CP: What are the benefits and risks associated with pursuing accelerated pathways?
PB: Accelerated pathways [APs] have allowed patients faster access to new medicines than ever before. And these pathways have allowed companies to gain significant commercial advantages, including shorter clinical development and regulatory review times, widespread coverage by payers, premium prices, and rapid uptake, especially where patient benefits are supported by strong evidence (for example, hepatitis C and immuno-oncology).
Using APs has become routine among drug developers; two-thirds of novel drugs now qualify for them in the United States. But companies that launch products with less clinical data due to streamlined development face significant risks. For one thing, the level of evidence needed for FDA/EMA approval may be different than what payers would like to see to demonstrate value to patients and economic value to the healthcare system. To manage the high cost of many AP drugs, some payers are imposing formulary and other restrictions on new products. They are also modifying high initial prices and coverage decisions if post-approval real world evidence does not support the initial value proposition.

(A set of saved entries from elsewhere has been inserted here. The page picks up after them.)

PR #245869, opened 2026-01-27
Master enhance partner page dtda

dtda-odoo:
# Enhance Partners Page Customisation and Map Configuration

This PR improves the partner/reseller pages across `website_partnership` and `website_crm_partner_assign` by enhancing map configuration, expanding card customisation options, clarifying visibility controls, and simplifying template rendering order.

### Map Builder Improvements

* Display the **Map View** option by default, even when no Google Maps API key is configured.
* Add a conditional API key input that becomes visible when the map option is enabled.

### Partner Card Design Options

* Add a new option to enable or disable **card shadows** on partner/reseller cards.
* Add a **border radius slider** to customize card roundness.

### Contact Details Visibility Refactor

* Split the previous **Contact Details** option into two distinct controls:

  * **State & Country**: Controls visibility of state and country information on the `/partners` listing page.
  * **Contact Details**: Controls visibility of address/contact information on individual `/partner/<id>` pages.
* Fix the issue where disabling contact details on the listing page unintentionally hid address information on partner detail pages.
* Remove the unused `partner_page` template from `website_partnership`, as it was never rendered.

### Template Rendering Order Improvements

* Replace the class-based inherited view positioning mechanism with a **priority-based rendering order**.
* Remove the obsolete `top_section_button_middle_pos` placeholder element.
* Add explicit view priorities for inherited content rendered within the `page_top_section`.

TASK - 5156311
---

### DIFF
--- a/addons/website_crm_partner_assign/static/src/website_builder/website_crm_partner_assign_option.js
+++ b/addons/website_crm_partner_assign/static/src/website_builder/website_crm_partner_assign_option.js
@@ -1,12 +1,13 @@
 import { useState } from "@web/owl2/utils";
 import { BaseOptionComponent } from "@html_builder/core/base_option_component";
-import { onWillStart } from "@odoo/owl";
+import { onMounted } from "@odoo/owl";
 import { useService } from "@web/core/utils/hooks";
 import { registry } from "@web/core/registry";
 
 export class WebsiteCRMPartnersPageOption extends BaseOptionComponent {
     static id = "website_crm_partners_page_option"
     static template = "website_crm_partner_assign.PartnersPageOption";
+    static hasApiKeyCache = null;
 
     setup() {
         super.setup();
@@ -15,8 +16,18 @@ export class WebsiteCRMPartnersPageOption extends BaseOptionComponent {
             has_google_maps_api_key: false,
         });
 
-        onWillStart(async () => {
-            this.state.has_google_maps_api_key = !!(await this.googleMaps.getGMapsAPIKey(false));
+        onMounted(async () => {
+            if (WebsiteCRMPartnersPageOption.hasApiKeyCache !== null) {
+                this.state.has_google_maps_api_key = WebsiteCRMPartnersPageOption.hasApiKeyCache;
+                return;
+            }
+
+            const hasKey = !!(await this.googleMaps.getGMapsAPIKey(true));
+            this.state.has_google_maps_api_key = hasKey;
+
+            if (hasKey) {
+                WebsiteCRMPartnersPageOption.hasApiKeyCache = true;
+            }
         });
     }
 }
--- a/addons/website_crm_partner_assign/static/src/website_builder/website_crm_partner_assign_option.xml
+++ b/addons/website_crm_partner_assign/static/src/website_builder/website_crm_partner_assign_option.xml
@@ -9,8 +9,13 @@
         </xpath>
     </t>
     <t t-name="website_crm_partner_assign.PartnersPageOption">
-        <BuilderRow t-if="this.state.has_google_maps_api_key" label.translate="World Map">
-            <BuilderCheckbox action="'websiteConfig'" actionParam="{views: ['website_crm_partner_assign.ref_country']}" />
+        <BuilderRow label.translate="World Map">
+            <BuilderCheckbox id="'partners_world_map_opt'" action="'websiteConfig'"
+                actionParam="{views: ['website_crm_partner_assign.ref_country']}"/>
+        </BuilderRow>
+        <BuilderRow label.translate="Google Map" level="1"
+            t-if="isActiveItem('partners_world_map_opt') and !this.state.has_google_maps_api_key">
+            <BuilderButton title.translate="Custom Key" action="'configureApiKey'" preview="false">Custom Key</BuilderButton>
         </BuilderRow>
     </t>
 
--- a/addons/website_crm_partner_assign/views/website_crm_partner_assign_templates.xml
+++ b/addons/website_crm_partner_assign/views/website_crm_partner_assign_templates.xml
@@ -140,32 +140,30 @@
     </xpath>
 </template>
 
-<template id="ref_country" inherit_id="website_partnership.search_setting" name="World Map">
-    <xpath expr="//div[hasclass('o_wcrm_search')]" position="inside">
-        <t t-if="google_maps_api_key">
-            <!-- modal for large map -->
-            <div role="dialog" class="modal fade partner_map_modal" tabindex="-1">
-              <div class="modal-dialog modal-lg">
-                <div class="modal-content">
-                    <header class="modal-header">
-                        <h4 class="modal-title">World Map</h4>
-                        <button type="button" class="btn-close" data-bs-dismiss="modal" aria-label="Close"/>
-                    </header>
-                    <iframe loading="lazy" t-attf-src="/google_map?height=485&amp;dom=website_crm_partner_assign.partners&amp;current_grade=#{ current_grade and current_grade.id }&amp;current_country=#{ current_country and current_country.id }&amp;partner_url=/partners/&amp;limit=1000"
-                    style="height:485px;"/>
-                </div>
-              </div>
+<template id="ref_country" inherit_id="website_crm_partner_assign.index_content" name="World Map" active="False" priority="20">
+    <xpath expr="//section[@id='page_top_section']" position="inside">
+        <!-- modal for large map -->
+        <div role="dialog" class="modal fade partner_map_modal">
+            <div class="modal-dialog modal-lg">
+            <div class="modal-content">
+                <header class="modal-header">
+                    <h4 class="modal-title">World Map</h4>
+                    <button type="button" class="btn-close" data-bs-dismiss="modal" aria-label="Close"/>
+                </header>
+                <iframe loading="lazy" t-attf-src="/google_map?height=485&amp;dom=website_crm_partner_assign.partners&amp;current_grade=#{ current_grade and current_grade.id }&amp;current_country=#{ current_country and current_country.id }&amp;partner_url=/partners/&amp;limit=1000"
+                style="height:485px;"/>
             </div>
-            <!-- modal end -->
-            <div class="btn-group ms-2">
-                <button class="btn btn-light border-primary active">
-                    <i class="fa fa-th-large"/>
-                </button>
-                <button class="btn btn-light" data-bs-toggle="modal" data-bs-target=".partner_map_modal">
-                    <i class="fa fa-map-marker" role="img" aria-label="Open map" title="Open map"/>
-                </button>
             </div>
-        </t>
+        </div>
+        <!-- modal end -->
+        <div class="btn-group ms-2">
+            <button class="btn btn-light border-primary active">
+                <i class="fa fa-th-large"/>
+            </button>
+            <button class="btn btn-light" data-bs-toggle="modal" data-bs-target=".partner_map_modal">
+                <i class="fa fa-map-marker" role="img" aria-label="Open map" title="Open map"/>
+            </button>
+        </div>
     </xpath>
 </template>
 
--- a/addons/website_partnership/static/src/scss/primary_variable.scss
+++ b/addons/website_partnership/static/src/scss/primary_variable.scss
@@ -1,0 +1,6 @@
+$o-base-website-values-palette: map-merge(
+    $o-base-website-values-palette,
+    (
+        'website_partnership_card_roundness': 10% / 5%,
+    )
+);
--- a/addons/website_partnership/static/src/scss/website_partnership.scss
+++ b/addons/website_partnership/static/src/scss/website_partnership.scss
@@ -1,0 +1,5 @@
+$radius: o-website-value('website_partnership_card_roundness');
+
+.o_wpartners_card {
+  border-radius: #{$radius * 1%} / #{$radius * 0.5%};
+}
--- a/addons/website_partnership/static/src/website_builder/website_partnership_option.xml
+++ b/addons/website_partnership/static/src/website_builder/website_partnership_option.xml
@@ -23,6 +23,16 @@
         <BuilderRow label.translate="Categories" id="'categories_option'">
             <BuilderCheckbox action="'websiteConfig'" actionParam="{views: ['website_partnership.categories_setting']}" />
         </BuilderRow>
+        <hr/>
+        <BuilderRow label.translate="Cards Design">
+            Global options for all inner cards.
+        </BuilderRow>
+        <BuilderRow label.translate="Roundness" tooltip.translate="Applies to all cards" level="1">
+            <BuilderRange action="'customizeWebsiteVariable'" actionParam="'website_partnership_card_roundness'" default="10" max="50"/>
+        </BuilderRow>
+        <BuilderRow label.translate="Shadows" tooltip.translate="Applies to all cards" level="1">
+            <BuilderCheckbox action="'websiteConfig'" actionParam="{views: ['website_partnership.partners_card_shadow']}" />
+        </BuilderRow>
     </t>
 
     <t t-inherit="website.BuilderOptions" t-inherit-mode="extension">
--- a/addons/website_partnership/views/website_partnership_templates.xml
+++ b/addons/website_partnership/views/website_partnership_templates.xml
@@ -141,7 +141,7 @@
     </xpath>
 </template>
 
-<template id="search_setting" inherit_id="website_partnership.index" name="Search">
+<template id="search_setting" inherit_id="website_partnership.index" name="Search" priority="10">
     <xpath expr="//section[@id='page_top_section']" position="inside">
         <div class="o_wcrm_search d-flex w-100 w-lg-25">
             <form class="flex-grow-1" action="" method="get">
--- a/addons/website_partnership/views/website_partnership_templates.xml
+++ b/addons/website_partnership/views/website_partnership_templates.xml
@@ -81,10 +81,11 @@
                     <span t-out="partner.grade_id.name"/>
                     <t t-call="website.publish_management" object="partner.grade_id" action="'partnership.res_partner_grade_action'" publish_edit="True"/>
                 </h5>
+                <t t-set="partner_card_shadow" t-value="False"/>
                 <t t-set="last_grade" t-value="partner.grade_id.id"/>
             </t>
             <div class="col-md-4 col-xl-3 col-12 mb-4">
-                <div class="card h-100 text-decoration-none">
+                <div t-attf-class="o_wpartners_card card h-100 text-decoration-none #{partner_card_shadow and 'shadow-lg'}">
                     <a id="partner_link_card" class="text-decoration-none" aria-label="Go to partner">
                         <div t-field="partner.avatar_1920"
                             class="card-img-top border-bottom"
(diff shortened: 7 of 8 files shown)


addons/website_partnership/static/src/scss/website_partnership.scss
```diff
@@ -0,0 +1,5 @@
+$radius: o-website-value('website_partnership_card_roundness');
+
+.o_wpartners_card {
+  border-radius: #{$radius * 1%} / #{$radius * 0.5%} !important;
```
divy-odoo: 1. I didn't get the reason behind such calculation, why not simple `$radius*1rem`?
2. Do not use !important if it's not really required.

addons/website_partnership/static/src/website_builder/website_partnership_option.xml
```diff
@@ -23,6 +23,16 @@
...
+        <hr/>
+        <BuilderRow label.translate="Cards Design">
+            Global options for all inner cards.
+        </BuilderRow>
+        <BuilderRow label.translate="Roundness" tooltip.translate="Applies to all cards" level="1">
+            <BuilderRange action="'customizeWebsiteVariable'" actionParam="'website_partnership_card_roundness'" default="10" max="50"/>
+        </BuilderRow>
+        <BuilderRow label.translate="Shadows" tooltip.translate="Applies to all cards" level="1">
+            <BuilderCheckbox action="'websiteConfig'" actionParam="{views: ['website_partnership.partners_card_shadow']}" />
+        </BuilderRow>
```
divy-odoo, line 35: I don’t like this static approach. What’s the point of only having an option to enable the shadow, without allowing custom configuration? We should use the `<ShadowOption/>` component here to display shadow options, just like we do for other snippets.

Image

addons/website_crm_partner_assign/static/src/website_builder/website_crm_partner_assign_option.xml
```diff
@@ -9,9 +9,17 @@
         </xpath>
     </t>
     <t t-name="website_crm_partner_assign.PartnersPageOption">
-        <BuilderRow t-if="this.state.has_google_maps_api_key" label.translate="World Map">
-            <BuilderCheckbox action="'websiteConfig'" actionParam="{views: ['website_crm_partner_assign.ref_country']}" />
+        <BuilderRow label.translate="World Map">
+            <BuilderCheckbox id="'partners_world_map'" action="'websiteConfig'" actionParam="{views: ['website_crm_partner_assign.ref_country']}" />
```
divy-odoo:
```suggestion
            <BuilderCheckbox id="'partners_world_map_opt'" action="'websiteConfig'" actionParam="{views: ['website_crm_partner_assign.ref_country']}" />
```

`opt` prefix will help to identify it as builder option ( it's not required)

addons/website_crm_partner_assign/static/src/website_builder/website_crm_partner_assign_option.xml
```diff
@@ -9,9 +9,17 @@
...
         </BuilderRow>
+        <BuilderContext t-if="isActiveItem('partners_world_map') and !this.state.has_google_maps_api_key">
```
divy-odoo: 1. `!this.state.has_google_maps_api_key` isn’t working as expected. The option is still displayed even though I have configured the API key.
2. Isn't this option should be nested to the `partners_world_map` ?

addons/website_partnership/views/website_partnership_templates.xml
```diff
@@ -141,7 +142,7 @@
     </xpath>
 </template>
 
-<template id="search_setting" inherit_id="website_partnership.index" name="Search">
+<template id="search_setting" inherit_id="website_partnership.index" name="Search" priority="10">
```
divy-odoo: Why do you need priority here?

divy-odoo (commented):
Hello @dtda-odoo, Here is my quick review. 
Also, please adapt the commit message as per the guideline. 

1. ~[IMP] *= improve map builder option in partners page~ = > `[IMP] website_*: improve map builder option in partners page`
2. ~[IMP] website_partnership= add card design options for partner's cards~ =>   `[IMP] website_partnership: add card design options for partner's cards`

addons/website_partnership/views/website_partnership_templates.xml
dtda-odoo: To maintain the order of components on the website. Currently, both have default priority, so whichever is toggled first append first.

addons/website_partnership/static/src/scss/website_partnership.scss
dtda-odoo: 1. Since size of card is changing based on `Image Format` option and can change in future, we should not use static variable as `rem` which depends in font size. 
Different card size will have different max values for border-radius and will affect differently for each card.
Image


Now using `$radius * 1%` result to non uniform borders which also should not be implemented. 
This way using ellipse radius makes more sense to me.

Case with `$radius * 1%`:
Image

2. 👍🏻

addons/website_crm_partner_assign/static/src/website_builder/website_crm_partner_assign_option.js
```diff
@@ -1,12 +1,13 @@
...
 import { BaseOptionComponent } from "@html_builder/core/base_option_component";
-import { onWillStart } from "@odoo/owl";
+import { onMounted } from "@odoo/owl";
 import { useService } from "@web/core/utils/hooks";
 import { registry } from "@web/core/registry";
 
 export class WebsiteCRMPartnersPageOption extends BaseOptionComponent {
     static id = "website_crm_partners_page_option"
     static template = "website_crm_partner_assign.PartnersPageOption";
+    static hasApiKeyCache = null;
```
divy-odoo: Why this static variable caching? In most of the time, component will get destroy so static cache will get lost. isn't the state works?

addons/website_crm_partner_assign/static/src/website_builder/website_crm_partner_assign_option.js
```diff
@@ -15,8 +16,18 @@ export class WebsiteCRMPartnersPageOption extends BaseOptionComponent {
...
 
-        onWillStart(async () => {
-            this.state.has_google_maps_api_key = !!(await this.googleMaps.getGMapsAPIKey(false));
+        onMounted(async () => {
+            if (WebsiteCRMPartnersPageOption.hasApiKeyCache !== null) {
+                this.state.has_google_maps_api_key = WebsiteCRMPartnersPageOption.hasApiKeyCache;
+                return;
+            }
+
+            const hasKey = !!(await this.googleMaps.getGMapsAPIKey(true));
```
divy-odoo: This will trigger an API call even if the `World Map` option is not enabled. Can we make the call only when `World Map` is enabled? We only need the `api_key` when that option is enabled.

addons/website_partnership/views/website_partnership_templates.xml
```diff
@@ -229,5 +230,11 @@
         <attribute name="t-options">{"widget": "image", "qweb_img_responsive": False, "class": "img img-fluid h-100 w-100 mw-100", "style": "max-height: 375px; min-height: 375px; object-fit: cover"}</attribute>
     </xpath>
 </template>
+<template name="Partner Card Shadow" id="website_partnership.partners_card_shadow"
+    inherit_id="website_partnership.index">
```
divy-odoo: Neatpick: Lint this in one line!

addons/website_crm_partner_assign/static/src/website_builder/website_crm_partner_assign_option.xml
```diff
@@ -9,8 +9,13 @@
         </xpath>
     </t>
     <t t-name="website_crm_partner_assign.PartnersPageOption">
-        <BuilderRow t-if="this.state.has_google_maps_api_key" label.translate="World Map">
-            <BuilderCheckbox action="'websiteConfig'" actionParam="{views: ['website_crm_partner_assign.ref_country']}" />
+        <BuilderRow label.translate="World Map">
+            <BuilderCheckbox id="'partners_world_map_opt'" action="'websiteConfig'"
+                actionParam="{views: ['website_crm_partner_assign.ref_country']}"/>
```
divy-odoo:
```suggestion
            <BuilderCheckbox id="'partners_world_map_opt'" action="'websiteConfig'" actionParam="{views: ['website_crm_partner_assign.ref_country']}"/>
```
Neatpick:

addons/website_partnership/views/website_partnership_templates.xml
```diff
@@ -81,10 +81,11 @@
                     <span t-out="partner.grade_id.name"/>
                     <t t-call="website.publish_management" object="partner.grade_id" action="'partnership.res_partner_grade_action'" publish_edit="True"/>
                 </h5>
+                <t t-set="partner_card_shadow" t-value="False"/>
```
divy-odoo: Isn't this variable could be out side the parent/where it's being used to have a better scope? Even why do you need this while you can directly add the class using xPath?

addons/website_partnership/static/src/scss/primary_variable.scss
```diff
@@ -0,0 +1,6 @@
+$o-base-website-values-palette: map-merge(
+    $o-base-website-values-palette,
+    (
+        'website_partnership_card_roundness': 10% / 5%,
```
divy-odoo:
```suggestion
        'website-partnership-card-roundness': 10% / 5%,
```

addons/website_partner/static/src/website_builder/partner_page_option.xml
```diff
@@ -1,17 +1,17 @@
 <?xml version="1.0" encoding="UTF-8"?>
```
divy-odoo, line 1: why did we moved this file?

addons/website_crm_partner_assign/static/src/website_builder/website_crm_partner_assign_option.xml
```diff
@@ -9,8 +9,13 @@
...
+        </BuilderRow>
+        <BuilderRow label.translate="Google Map" level="1"
+            t-if="isActiveItem('partners_world_map_opt') and !this.state.has_google_maps_api_key">
```
msh-odoo: Image
The issue occurs when clicking on Find a partner string

addons/website_crm_partner_assign/static/src/website_builder/website_crm_partner_assign_option.js
msh-odoo: Why this call in onMouted while onWillStart is the right hook for such calls, what is the benefit of doing all this, if you keep the old code then also call will be done each time and now also call is done each time.

addons/website_crm_partner_assign/static/src/website_builder/website_crm_partner_assign_option.js
dtda-odoo: When the component is destroyed, the instance of that class will be destroyed, not the class.
So anything under `new WebsiteCRMPartnersPageOption()` will be destroyed, the class will be present in JS runtime.

addons/website_partner/static/src/website_builder/partner_page_option.xml
dtda-odoo: Template `partner_page` is present in `website_partner`, and `contact_details` is called inside it. So controlling the call from another module does not make sense. Also, the template can be accessed via the route `/partners/<id>`, which is declared in `website_partner`. This file moved the option to website_partner (after discussion with PO - MEDA )

addons/website_crm_partner_assign/static/src/website_builder/website_crm_partner_assign_option.js
divy-odoo: Agree!! But is it really a good idea to use static cache? When & How does this cache will get invalidate? caching with no invalidation rule make no sense to me,  Instead I prefer not to cache the value if we don't have any other way. wdyt @msh-odoo ?

addons/website_crm_partner_assign/views/website_crm_partner_assign_templates.xml
```diff
@@ -140,49 +140,41 @@
...
-                <div class="modal-content">
-                    <header class="modal-header">
-                        <h4 class="modal-title">World Map</h4>
-                        <button type="button" class="btn-close" data-bs-dismiss="modal" aria-label="Close"/>
-                    </header>
-                    <iframe loading="lazy" t-attf-src="/google_map?height=485&amp;dom=website_crm_partner_assign.partners&amp;current_grade=#{ current_grade and current_grade.id }&amp;current_country=#{ current_country and current_country.id }&amp;partner_url=/partners/&amp;limit=1000"
-                    style="height:485px;"/>
-                </div>
-              </div>
+<template id="ref_country" inherit_id="website_crm_partner_assign.index_content" name="World Map" active="False" priority="20">
```
msh-odoo: Why priority added, is it because we are changing inherit_id and by default priority is 16 for search_setting? if this is the case then why change the inherit_id, will this diff make difference(in terms of technical or functional)?

addons/website_partnership/static/src/scss/website_partnership.scss
```diff
@@ -0,0 +1,5 @@
+$radius: o-website-value('website-partnership-card-roundness');
+
+.o_wpartners_card {
+  border-radius: #{$radius * 1%} / #{$radius * 0.5%};
```
msh-odoo: 4 space indentation please

addons/website_crm_partner_assign/static/src/website_builder/website_crm_partner_assign_option.js
dtda-odoo: Why use onMounted? After mount we can be sure the options are present and the value of `if (!this.isActiveItem("partners_world_map_opt"))` will be correct in each reload.

addons/website_crm_partner_assign/views/website_crm_partner_assign_templates.xml
dtda-odoo: Yes, to maintain the order of components on the website. Currently, both `search_setting` and this template have default priority, so whichever is toggled first append first.

addons/website_crm_partner_assign/static/src/website_builder/website_crm_partner_assign_option.js
divy-odoo: this a good approach to have such async call in onMount? This introduces UI flickering. On a slow network, the option is initially displayed and then suddenly disappears once the API key check completes successfully. This can be confusing for users.

addons/website_crm_partner_assign/static/src/website_builder/website_crm_partner_assign_option.xml
```diff
@@ -9,8 +9,12 @@
         </xpath>
     </t>
     <t t-name="website_crm_partner_assign.PartnersPageOption">
-        <BuilderRow t-if="this.state.has_google_maps_api_key" label.translate="World Map">
-            <BuilderCheckbox action="'websiteConfig'" actionParam="{views: ['website_crm_partner_assign.ref_country']}" />
+        <BuilderRow label.translate="World Map">
+            <BuilderCheckbox id="'partners_world_map_opt'" action="'websiteConfig'" actionParam="{views: ['website_crm_partner_assign.ref_country']}"/>
+        </BuilderRow>
+        <BuilderRow label.translate="Google Map" level="1"
+            t-if="this.isActiveItem('partners_world_map_opt') and !this.state.has_google_maps_api_key">
```
divy-odoo:
```suggestion
        <BuilderRow label.translate="Google Map" level="1" t-if="this.isActiveItem('partners_world_map_opt') and !this.state.has_google_maps_api_key">
```

Nitpick:

addons/website_crm_partner_assign/views/website_crm_partner_assign_templates.xml
divy-odoo: In that case, I wonder why `div` with `top_section_button_middle_pos` class exists. I think template priority is much better that  `div.top_section_button_middle_pos`.  Can we add one more commit for that & move this priority changes into it? you can take reference of `blog_post_sidebar`.

addons/website_partnership/views/website_partnership_templates.xml
```diff
@@ -229,5 +229,10 @@
         <attribute name="t-options">{"widget": "image", "qweb_img_responsive": False, "class": "img img-fluid h-100 w-100 mw-100", "style": "max-height: 375px; min-height: 375px; object-fit: cover"}</attribute>
     </xpath>
 </template>
+<template name="Partner Card Shadow" id="website_partnership.partners_card_shadow" inherit_id="website_partnership.index">
+    <div class="o_wpartners_card card h-100 text-decoration-none" position="attributes">
```
divy-odoo: I'm against this option but anyway, what if someone will remove one of this class from the main template?

addons/website_partnership/views/website_partnership_templates.xml
```diff
@@ -112,23 +112,8 @@
     </div>
 </template>
 
-<template id="partner_page" name="Partner Page">
```
divy-odoo, line 115: Why we removed/moved this? Can you please add a reason in commit message, may be add a PR that made this template useless. same for the `website_crm_partner_assign.contact_details`.

addons/website_partner/views/website_partner_templates.xml
```diff
@@ -48,4 +48,11 @@
         </div>
     </div>
 </template>
+
+<template id="contact_details" inherit_id="website_partner.partner_page" name="Contact Details">
+    <xpath expr="//t[@t-call='website_partner.partner_detail']" position="before">
+        <t t-set="contact_details" t-value="True"/>
+    </xpath>
```
divy-odoo:
```suggestion
        <t t-call="website_partner.partner_detail" position="attributes">
            <attribute name="contact_details">True</attribute>
        </t>
```

May be this? I just a guess, didn't tried.

addons/website_crm_partner_assign/static/src/website_builder/website_crm_partner_assign_option.js
```diff
@@ -1,22 +1,36 @@
...
+            }
 
-        onWillStart(async () => {
-            this.state.has_google_maps_api_key = !!(await this.googleMaps.getGMapsAPIKey(false));
+            if (WebsiteCRMPartnersPageOption.hasApiKeyCache === true) {
+                this.state.has_google_maps_api_key = true;
+                return;
+            }
+
+            const hasKey = !!(await this.googleMaps.getGMapsAPIKey(true));
```
msh-odoo: Well, I checked this in detail and this will save some rpc, just an idea, what if we use RPCCache? what if we just add cache: true while calling ```/website/google_maps_api_key```

addons/website/static/src/builder/plugins/options/google_maps_option/google_maps_option_plugin.js
```diff
@@ -196,6 +197,7 @@ export class GoogleMapsOptionPlugin extends Plugin {
                         });
                         this.shouldRefetchApiKey = false;
                         isInvalidated = true;
+                        this.googleMaps.invalidateGMapsAPIKeyProm();
```
divy-odoo, line 200: Good catch!! I don't get why we don't have the function to write a `googleMapKey` inside google_maps, that way we can have robust cache management & abstract inside a single service. Anyway this is fine to me for now.

addons/website_partnership/views/website_partnership_templates.xml
divy-odoo: Still I didn't found much information about why it become useless. PR/commit you mentioned is something when this template is introduced. You may also need to add this commit from where it became useless. https://github.com/odoo/odoo/commit/b512df5165292e3d47af79498d7d0863f161b533#diff-0dbf2f5a91200a57c38b3561e8842e10ce2c62386c41e72e06c3c0b4bde4c17c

Successfully mitigating the risks of APs requires companies to establish greater integration between regulatory and commercial groups; ever-earlier and more data-driven decision-making about the value of new products, and post-launch studies that demonstrate long-term value and track safety.
CP: How are the regulatory challenges that a small company faces different than those of a large company?
PB: All developers face rising regulatory requirements and market access hurdles, but emerging companies have narrower margins for error because they begin with fewer financial, technological and scientific resources. Often lacking global reach or deep regional expertise, they must husband what they have if they are to survive. But small companies also have advantages.
For example, when developing a global regulatory submissions strategy, large companies often have a set headcount, based on hard-to-change full time equivalent (FTE) budgets (approved years prior to any specific drug submission). For this reason, overhead and infrastructure tend to dictate the submission plan. But because small companies are not slaves to tradition, and have not developed rigid organizational cultures, they can be more flexible in planning and executing submissions strategies than larger companies—a definite plus.
CP: Are there different ways to prepare for the regulatory process depending on the size of the company?
PB: Emerging companies can turn their smaller size into a strategic advantage. Concentrating on science, filling in expertise and resource gaps from outside when they need them, and being flexible are all tactics that may be harder for their big pharma counterparts to match.
For example, one mid-sized biotech company with an orphan drug recently ran into unforeseen delays in its original Asia and Pacific plan. In order to avoid downtime for its regulatory team members, the company filed for approval in Malaysia six months ahead of schedule and won an early agency approval.
For larger companies, one solution might be to set up a team outside the conventional organization, staffed with insiders who can work in a flexible and fast-moving environment, and supplement them with external people who can work the same way. Some companies may need a CRO partner with a scalable global footprint, independent of the prevailing corporate culture. Other companies may be able to create the right environment in-house.